A C H A P E L TA L K
by Yolanda Dong ’17 April 11, 2017 voces
Angels’ Landing T
here’s an old Chinese saying: “读万卷书,行万里路”— “Read ten thousand books, travel ten thousand miles.” So, over spring break, I decided to get started on the latter part, but I did not expect to almost lose my life in Utah. Early that day, our tour guide, Geath, drove us to Zion National Park and told us that Angels Landing is a must-see. So, four young and eager teenagers enthusiastically went to the bottom of the mountain. There hung a wooden sign: Angels Landing, 2.5 miles away. We thought that it was going to be a peaceful, fivemile meander in the mountains, with birds, lake, trees, and beautiful scenery. Not bad. We had charged our professional cameras the day before, wore some extravagant and cumbersome clothes and shoes, and decided to see this Angels Landing. However, as we proceeded, the slopes got steeper and we realized that we had to climb several mountains to get to the destination. The pathway was smooth at first, but soon became so rocky and narrow that we could only walk in single file. My delicate friends, who are precious, only children at home and never do sports, slowed down and dragged behind. We had never actually done any hiking before and were not planning to try it out that day. “Are we almost there?” my friend Chen Xi asked. Geath said, “It says on the GPS that we’ve traveled 0.5 miles. Just two more to go.” The nice plateau path became hills; hills became mountains.

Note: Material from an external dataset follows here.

PR #4682, opened 2016-02-29
Tag Mads v0.1.5

montyvesselinov:
Build changes. The code now builds successfully on Travis-CI. Can you initiate a test build at http://pkg.julialang.org/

After we got to the other side of the mountain, we realized that it was just the very beginning of many more rocky mountains and precipitous cliffs. Soon walking became climbing, and climbing became crawling. Just as we reached what we thought was Angels Landing—after two hours of hard walking—another
narrow path appeared with chains attached to the sides of the mountain. The clouds cloaked the peak so we couldn’t even see the summit. It was horrifying. Later on, I saw a description of Angels Landing online. It said, “The Angels Landing Trail is one of the most famous and thrilling hikes in the national park system. Zion’s pride and joy runs along a narrow rock fin with dizzying drop-offs on both sides. Such an intimidating path is rarely frequented by hikers. This narrow ridge with deep chasms on each of its flanks allures only the most intrepid hikers. Climbers scale its big walls; hikers pull themselves up by chains and sightseers stand in awe at its stunning nobility. The actual Angels Landing Trail is only a half-mile way, but it is a spectacular half-mile. Kids should not be taken there.” Since 2004, six people have died falling from the trail. Just a month ago, a female climber lost her life because she slipped while taking photos of the scenery. Now, in case I haven’t mentioned this before, we four are not professional hikers; in fact, we had never actually hiked before nor were we equipped at all that day for this kind of hiking. As it turned out, our tour guide Geath confessed to us that he had never reached the actual summit because he had only taken old Chinese tour groups to Zion. He himself had never seen the actual Angels Landing. We got to the two-mile point and saw the scary, chained, halfmile path. He advised us to only take a few photos and return, even though we were only half a mile away from the summit. “We’ve come so far. There was no going back the moment we stepped on this trail. I am not going back until I see this Angels Landing,” a friend said. Our boldness and wild hearts made the decision to take on this seemingly impossible challenge.